PR #5640, opened 2021-03-17
Allowed longer RSA key lengths and PSS signing algorithm in certificate profiles

ysyvachenko:
Allowed longer RSA key lengths and PSS signing algorithm in all profiles to be sync with Dogtag and OpenSSL.

 - Allowed using RSA key length up to 16384, this is what OpenSSL recommends to generate. OpenSSL can generate longer keys but shows a warning that it is not recommended.
 - Allowed using RSA-PSS signing algorithms. Starting from version 10.10.5 Dogtag supports an instruction 'pki_use_pss_rsa_signing_algorithm=True',
   which can be enabled in FreeIPA via --pki-config-override. The instruction enforces using RSA-PSS from PKCS#1 v2.1 instead of PKCS#1 v1.5.


abbra:
Thanks for this PR. Few comments:
 - Could you please point me to Dogtag's upstream change that allows 16384? I do not see any of the profiles in PKI enabling anything above 4096
 - Perhaps, you'd want to open a separate PR to PKI to add 8192, 15360, and 16384 there as well
 - Please create a ticket for this change on https://pagure.io/freeipa/new_issue and reference it in the commit message as `Fixes: <url>`, along with your sign-off
 - if use of RSA-PSS requires PKCS#1 v2.1, do we need to bump any specific dependencies ourselves?

ysyvachenko:
Thanks for your comment. 

Finally, I have created a ticket https://pagure.io/freeipa/issue/8777 and a PR in the Dogtag project https://github.com/dogtagpki/pki/pull/3492

As for RSA-PSS, I have not fully tested this in FreeIPA, but I have installed version 4.9.0 with pki_override.cfg where pki_use_pss_rsa_signing_algorithm=True. Installation is successful and WebUI works fine. I have inspected the issued certificates and they seem correct.

In the scope of this work I am playing with ipalib/install/certmonger.py to allow configuring IPA RA key length, but let it be a separate PR.

rcritten:
Existing installations won't get updated profiles.  Only the *UPDATE* profile changes are applied.

ysyvachenko:
May I rephrase to check that I understood correctly. If we have a profile with suffix 'UPGRADE', like caIPAserviceCert.UPGRADE.cfg, the settings in this file override the settings in the caIPAserviceCert.cfg of the upgrade. If so, for me it looks reasonable that new key sizes become available only for new installations. 

For a fresh installation, Admin can pass --pki-config-override and configure Dogtag appropriately to use long keys, but for existing installations, I am not aware if we have such parameter to re-configure Dogtag automatically. I suppose Admin can change Dogtag and FreeIPA profiles manually for existing systems. And also Admin needs to re-issue CA and other certificates to enable long key usage. :)

If I understand 'UPGRADE' logic correctly it seems I need to keep long keys in caIPAserviceCert.UPGRADE.cfg as well, because in another case on the first upgrade of the freshly installed system it becomes corrupted. But this also means that we partially deliver long keys support for existing systems (that I a bit dislike). 

Do you think we need to add .UPGRAGE files for all existing profiles ?

rcritten:
> Do you think we need to add .UPGRAGE files for all existing profiles ?

I haven't quiet made up my mind on it. Ifthe larger sizes are available, along with your forthcoming change to certmonger support, even an existing installation could increase the in-place key sizes with the exception of the CA. But does it really make sense to have server cert sizes >> the CA? I'm not sure how much, if any, pent up demand there is for that. But deploying a whole new IPA system to take advantage of it can be challenging.

rcritten:
Can I ask what the use case for 16k keys are? It would be beyond slow. When I did RSA and ECC testing quite a number of years ago RSA was in the low single digit ops/sec at 7k keys. I didn't even record 15k keys though honestly I don't remember whether that was because it didn't work at all or something else.

ysyvachenko:
The main use case of 16k keys is the mitigation of risks we have with quantum computations. Personally, I cannot feel any difference between 4096 and 16384 keys for ordinary computers, but for quantum computers situation is different. Both keys are easy to crack in terms of quantum computational complexity, but engineers feel some certainty that for 16384 keys we won't have such a large workable quantum computer for the next decade, while for 4096 we will very likely have.

The mitigation action is to select some temporary cryptographic algorithm for usage, where the number of quantum gates needed is maximized. Some estimates: https://quantumcomputing.stackexchange.com/questions/5048/how-many-logical-qubits-are-needed-to-run-shors-algorithm-efficiently-on-large
ECC needs more gates for the same key size comparing to RSA, but from my point of view, RSA scales better, and even 65536 key should work fine in OpenSSL. From estimates, RSA 16384 is better than ECC 521. I checked a few enterprise solutions and they all do support 16384, while larger keys are not widely supported. 

Personally, I have not faced significant performance issues besides key generation. Key generation is slow, but it is acceptable, I believe. If the Administrator decides to use long keys, slow key generation is the first thing they face, thus, it is going to be a considered decision to use 16K keys.

Another option I investigated, is to use multi-prime RSA: four times 4096. This should eliminate performance issues on modern CPUs, but I found that not all devices support it, and mathematics is tricky there, and there is no clear evidence that quantum computers will need a lot of gates in this case.

I do not know any better approach right now to mitigate risks rather than increasing RSA key length. If you have more information, I would very much appreciate your help as I need to deploy a few systems that should be resilient for such attacks. This issue with RSA keys is just a part (e.g. DH is more painful).

Could we progress with pull requests here and in dogtag project?

rcritten:
Kicking off a full CI run.

tiran:
I'm strong -1 on including larger RSA key sizes. A 16,384 bit RSA key takes about 2 minutes on a modern CPU with 4 GHz turbo boost.

rcritten:
Yeah but it's one-time generation and a lifetime of slow but it's user-choice right? It isn't like we're mandating it. Now if being slow would cause a user to make poor choices to reduce security is one thing, but being slow in itself isn't a problem is it? As long as this doesn't create a slew of race conditions anyway.

tiran:
Each TLS handshake is going to be slow, too. Clients have to verify a much larger signature. If users increase the EE cert size, then Servers have to sign the TLS handshake parameters with a much larger key.

@ysyvachenko Could you please provide performance statistics how the increased key size affects TLS handshake size and performance?

ysyvachenko:
@tiran 
Do you have some procedure for getting TLS handshake size and TLS performance?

**Prompt**
Read through the entries above and copy each line that has the string "PKCS" in it.

**Written reply**
   which can be enabled in FreeIPA via --pki-config-override. The instruction enforces using RSA-PSS from PKCS#1 v2.1 instead of PKCS#1 v1.5.
 - if use of RSA-PSS requires PKCS#1 v2.1, do we need to bump any specific dependencies ourselves?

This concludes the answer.